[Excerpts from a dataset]
PR #4006, opened 2026-03-22
Add CLAUDE.md

bbirman:
Thinking this we'll keep updating as we go, so far I took the original file and then:
- trimmed references to other repos since that will be at the workspace level
- updated build commands
- tweaked some definitions and the framework hierarchy

### DIFF
--- a/CLAUDE.md
+++ b/CLAUDE.md
@@ -2,6 +2,12 @@
 
 ---
 
+## About This Project
+
+The Salesforce Mobile SDK is a public, open-source SDK that enables developers to build mobile apps that integrate with the Salesforce platform. It is consumed by ISVs, SI partners, and internal Salesforce teams.
+
+**Key constraint**: This is a **public SDK**. Every change is visible to external developers. Backward compatibility, deprecation cycles, and semver discipline are non-negotiable.
+
 ## iOS Library Architecture
 
 Workspace: `SalesforceMobileSDK.xcworkspace`
--- a/CLAUDE.md
+++ b/CLAUDE.md
@@ -2,13 +2,6 @@
 
 ---
 
-## About This Project
-
-The Salesforce Mobile SDK is a public, open-source SDK that enables developers to build native, hybrid, and React Native mobile apps that integrate with the Salesforce platform. It is consumed by ISVs, SI partners, and internal Salesforce teams.
-
-**Key constraint**: This is a **public SDK**. Every change is visible to external developers. Backward compatibility, deprecation cycles, and semver discipline are non-negotiable.
-
-
 ## iOS Library Architecture
 
 Workspace: `SalesforceMobileSDK.xcworkspace`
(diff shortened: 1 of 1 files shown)


CLAUDE.md
```diff
@@ -0,0 +1,241 @@
+# CLAUDE.md — Salesforce Mobile SDK
+
+---
+
+## About This Project
+
+The Salesforce Mobile SDK is a public, open-source SDK that enables developers to build native, hybrid, and React Native mobile apps that integrate with the Salesforce platform. It is consumed by ISVs, SI partners, and internal Salesforce teams.
```
wmathurin: Maybe that's a good paragraph to have in the workspace claude.md. For the iOS, however, maybe we shouldn't mention hybrid and react native (since they live elsewhere)?

CLAUDE.md
```diff
@@ -0,0 +1,241 @@
...
+## Code Review Checklist
+
+When reviewing PRs (or acting as an AI reviewer), verify:
+
+- [ ] **Backward compatibility**: Does this change break any existing public API? If an API is being changed, is the old version properly deprecated with a migration path?
+- [ ] **Both platforms considered**: If this is a feature/fix that applies to both iOS and Android, is there a corresponding PR for the other platform?
+- [ ] **Tests included**: New/changed behavior has corresponding test coverage in the correct test target.
+- [ ] **No regressions**: Full test suite for the affected library passes.
+- [ ] **Multi-user**: Does this work correctly with multiple logged-in accounts?
+- [ ] **Encryption**: If touching SmartStore, does this work across all SQLCipher editions (Community, Commercial, Enterprise, FIPS)?
```
wmathurin: Not sure how Claude can do that (testing across editions)

CLAUDE.md
```diff
@@ -0,0 +1,241 @@
...
+- [ ] **Sample apps**: If changing public API, are sample and template apps (RestAPIExplorer, MobileSyncExplorerSwift, etc.) updated?
+
+---
+
+## Agent Behavior Guidelines
+
+These rules apply when Claude Code operates as an agent in these repos:
+
+### Do
+- Always run the test suite for the affected library before creating a commit.
```
wmathurin: Should we ask it to check that there is a test_credentials.json in shared/test (or a ui_test_config.json for ui tests) before starting? Many tests won't run without it.

CLAUDE.md
bbirman: Good catch, removing

CLAUDE.md
```diff
@@ -0,0 +1,232 @@
+# CLAUDE.md — Salesforce Mobile SDK
+
+---
+
```
wmathurin, line 4: Maybe you should bring back what you had earlier (without the reference to hybrid and react native)

## About This Project

The Salesforce Mobile SDK is a public, open-source SDK that enables developers to build mobile apps that integrate with the Salesforce platform. It is consumed by ISVs, SI partners, and internal Salesforce teams.

**Key constraint**: This is a **public SDK**. Every change is visible to external developers. Backward compatibility, deprecation cycles, and semver discipline are non-negotiable.

wmathurin (approved):

PR #4007, opened 2026-03-23
Fix: Choose Connection Screen Crash on Swipe Dismissal 

sfdctaka:
**What Changed**

**Before**: The code reused the same cached loginHostListViewController instance via the lazy property getter, causing a race condition when the view controller was still attached to a previous navigation controller during swipe dismissal.

**After**: Each time the "Choose Connection" screen is opened, a fresh SFSDKLoginHostListViewController instance is created, eliminating the possibility of the view controller being embedded in multiple navigation controllers simultaneously.

**Why This Fixes the Crash**

- No more reuse: Each presentation gets a brand new VC instance
- Clean state: No leftover navigation controller relationships
- Race-safe: Even rapid swipe gestures won't trigger the "nested navigation controllers" error
- Simple: No complex state management needed

### DIFF
--- a/libs/SalesforceSDKCore/SalesforceSDKCore/Classes/Login/SFLoginViewController.m
+++ b/libs/SalesforceSDKCore/SalesforceSDKCore/Classes/Login/SFLoginViewController.m
@@ -356,6 +356,7 @@
 - (SFSDKLoginHostListViewController *)createLoginHostListViewController {
     SFSDKLoginHostListViewController *loginHostListViewController = [[SFSDKLoginHostListViewController alloc] initWithStyle:UITableViewStylePlain];
     loginHostListViewController.config = self.config;
+    loginHostListViewController.delegate = self;
     return loginHostListViewController;
 }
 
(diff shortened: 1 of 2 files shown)


libs/SalesforceSDKCore/SalesforceSDKCore/Classes/Login/SFLoginViewController.m
```diff
@@ -451,9 +451,13 @@ - (void)handleLoginHostSelectedAction:(SFSDKLoginHost *)newLoginHost {
 #pragma mark - Login Host
 
 - (void)showHostListView {
-    SFSDKNavigationController *navController = [[SFSDKNavigationController alloc] initWithRootViewController:self.loginHostListViewController];
+    // Create a FRESH instance each time instead of reusing the cached one
+    SFSDKLoginHostListViewController *hostListVC = [self createLoginHostListViewController];
+    hostListVC.delegate = self;
```
bbirman: Could setting the delegate be moved into `createLoginHostListViewController` too? and then could delete the other line here: https://github.com/forcedotcom/SalesforceMobileSDK-iOS/blob/4b84a93c78a4e3949f6d3272ffcfaef4f0a37ab4/libs/SalesforceSDKCore/SalesforceSDKCore/Classes/Login/SFLoginViewController.m#L403

bbirman (approved):

wmathurin (approved):

PR #4008, opened 2026-03-24
@W-21717256 Adding completing callback to resetSessionCookie()

wmathurin:
That will allow us to fix the race condition causing infinite login loop in hybrid auth (where we call resetSessionCookie before setting cookies)

### DIFF
--- a/libs/SalesforceSDKCore/SalesforceSDKCore/Classes/Common/WebViewStateManager.swift
+++ b/libs/SalesforceSDKCore/SalesforceSDKCore/Classes/Common/WebViewStateManager.swift
@@ -53,13 +53,21 @@ public class SFSDKWebViewStateManager: NSObject {
     @objc
     @MainActor
     public static func resetSessionCookie() {
+        resetSessionCookie(completion: {})
+    }
+
+    @objc
+    @MainActor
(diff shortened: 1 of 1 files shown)


libs/SalesforceSDKCore/SalesforceSDKCore/Classes/Common/WebViewStateManager.swift
```diff
@@ -53,13 +53,21 @@ public class SFSDKWebViewStateManager: NSObject {
     @objc
     @MainActor
     public static func resetSessionCookie() {
```
wmathurin, line 55: In 13.0.0 and earlier this method was implemented as follow
```objective-c
+ (void)resetSessionCookie {
    if (_sessionCookieManagementDisabled) {
        [SFSDKCoreLogger d:self format:@"[%@ %@]: Cookie Management disabled. Will do nothing.", NSStringFromClass(self), NSStringFromSelector(_cmd)];
        return;
    }
    [self removeWKWebViewCookies];
}
```
As a result, there was no race conditions calling `resetSessionCookie` and then calling `setCookies`.

bbirman (approved):

PR #4009, opened 2026-03-26
Fix advanced auth login keyboard interaction

wmathurin:
- Fixes `BeaconAdvancedAuthLoginTests` failure in ASWebAuthenticationSession
- Password field was hidden by keyboard, making it untappable
- Now fills password first, then username (visible above keyboard), then submits with Return key


brandonpage (approved):
LGTM.  If it ends up being less consistent than you would like you can always [hide the keyboard](https://github.com/forcedotcom/SalesforceMobileSDK-UITests/blob/e805caa0cbe29e522447bd136069e2817292e892/iOS/PageObjects/LoginPageObjects/LoginPageObject.swift#L77).

bbirman (approved):

PR #4012, opened 2026-03-30
Expand README / Update documentation to reference External Client App

wmathurin:
Significantly expands the iOS SDK README with comprehensive documentation to help developers understand and use the SDK more effectively.     

Also updated CLAUDE.md to reference External Client App.


readme.md
```diff
@@ -38,6 +38,304 @@ See [release notes](https://github.com/forcedotcom/SalesforceMobileSDK-iOS/relea
...
+
+## Usage
+
+### Authentication (OAuth2)
+
+```swift
+import SalesforceSDKCore
+
+// Configure SDK in AppDelegate
+SalesforceManager.shared.configure { (config: SalesforceSDKManager.Configuration) in
```
bbirman: What's the `configure` method?

wmathurin: Hmm - AFAIK it does not exist - not a bad idea though ;-)
Will send fix

readme.md
```diff
@@ -38,6 +38,304 @@ See [release notes](https://github.com/forcedotcom/SalesforceMobileSDK-iOS/relea
 ### Native Applications
 The Salesforce Mobile SDK provides the essential libraries for quickly building native mobile apps that interact with the Salesforce cloud platform. The OAuth2 library abstracts away the complexity of securely storing the refresh token or fetching a new session ID when it expires. The SDK also provides wrappers for the Salesforce REST API that you can use from both Swift and Objective-C.
 
+## Libraries
```
bbirman, line 41: This part and the test/build commands section seems similar to what's in claude.md, do you think it could be removed there and a part of the instructions there would be to consume the readme? Or is it better to keep it in claude.md too?

readme.md
```diff
@@ -38,6 +38,304 @@ See [release notes](https://github.com/forcedotcom/SalesforceMobileSDK-iOS/relea
...
+### MobileSync (Data Synchronization)
+
+```swift
+import MobileSync
+
+// Get sync manager
+let syncManager = SyncManager.shared(store: store)
+
+// Sync down from Salesforce
+let target = SoqlSyncDownTarget(
```
bbirman: I don't think this exact one exists either, I think it would be:
```
let target = SoqlSyncDownTarget.newSyncTarget("SELECT Id, Name, Industry FROM Account WHERE LastModifiedDate > {LastModifiedDate}")
```

readme.md
wmathurin: I took out code examples (for now??) to keep the readme short

readme.md
wmathurin: Good point - let me see if we can reduce redundancy.

readme.md
```diff
@@ -38,6 +38,42 @@ See [release notes](https://github.com/forcedotcom/SalesforceMobileSDK-iOS/relea
...
+
+# Create app from template
+forceios create --appname MyApp --packagename com.mycompany.myapp --organization "My Company"
+```
+
+See templates for complete usage examples.
+
+### Building from Source
+
+```bash
```
bbirman: These look like the same steps from `## Setting up the repo`?

bbirman (approved):

PR #4016, opened 2026-04-04
Bump to iOS 18 and add corresponding Claude skill

bbirman:


.github/workflows/nightly.yaml
```diff
@@ -12,14 +12,12 @@ jobs:
       fail-fast: false
       matrix:
         lib: [SalesforceSDKCommon, SalesforceAnalytics, SalesforceSDKCore, SmartStore, MobileSync]
-        ios: [^26, ^18, ^17]
```
wmathurin, line 15: github action updates should probably be mention somewhere in the skill??

bbirman: I had it update the skill based on the CI commit and then tweaked it a little: https://github.com/forcedotcom/SalesforceMobileSDK-iOS/pull/4016/changes/54fb2f437d9ad13fd3091e54f6b020477435a219

wmathurin (approved):

PR #4026, opened 2026-05-01
Add public API to trigger Login for Admin flow.

brandonpage:


libs/SalesforceSDKCore/SalesforceSDKCore/Classes/UserAccount/SFUserAccountManager.h
```diff
@@ -625,6 +626,19 @@ Use this method to stop/clear any authentication which is has already been start
...
+ login view controller. Forces browser-based (advanced) authentication via ASWebAuthenticationSession,
+ regardless of org configuration, to support phishing-resistant MFA.
+
+ This performs the same action as selecting "Login for Admin" from the login screen's settings
+ menu. Apps that hide the settings menu (e.g. by setting `showSettingsIcon = NO`) can call this
+ to expose the feature from their own UI.
+ @param loginViewController The login view controller whose scene's active auth session should
+ switch to "Login for Admin". Its window's scene is used to locate the session.
+ */
+- (void)loginViewControllerDidSelectLoginForAdmin:(SFLoginViewController *)loginViewController NS_SWIFT_NAME(loginViewControllerDidSelectLoginForAdmin(_:)) SFSDK_DEPRECATED(13.2.1, 14.0, "Will be removed in 14.0 when a permanent solution if provided.");
```
wmathurin: Typo: "when a permanent solution if provided" should be "when a permanent solution is provided"

wmathurin (approved):

libs/SalesforceSDKCore/SalesforceSDKCore/Classes/UserAccount/SFUserAccountManager.h
bbirman: Where would the app get the reference to the login view controller from? the window?

brandonpage: @bbirman Good callout.  As I see it they have two options:
1. Retain a reference from `UserAccountManager.shared.loginViewControllerConfig.loginViewControllerCreationBlock`.
2. Walk the view hierarchy. 

I assume option 1 is preferred?  Should I add that to the comment?

bbirman: Were you able to test with option 1? I think the reference would be to the block, not the view controller created by the block?

Otherwise I was wondering if option 2 could use SFSDKWindowManager's authWindow's topViewController, or if there's a way to get around the app providing the reference, but do we know if anyone is hiding the settings icon? Might not be worth it to invest more if not

brandonpage: I was thinking something like this:
```
UserAccountManager.shared.loginViewControllerConfig.loginViewControllerCreationBlock = { [weak self] in
  let vc = SalesforceLoginViewController()
  self?.currentLoginVC = vc   // retain weakly for later
  return vc
}
```

bbirman: ah gotchya! no preference for me, whatever you think looks cleanest

bbirman (approved):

What to produce » Say, as a number only, how many lines of the data contain "earlier".

Solution to this task » 2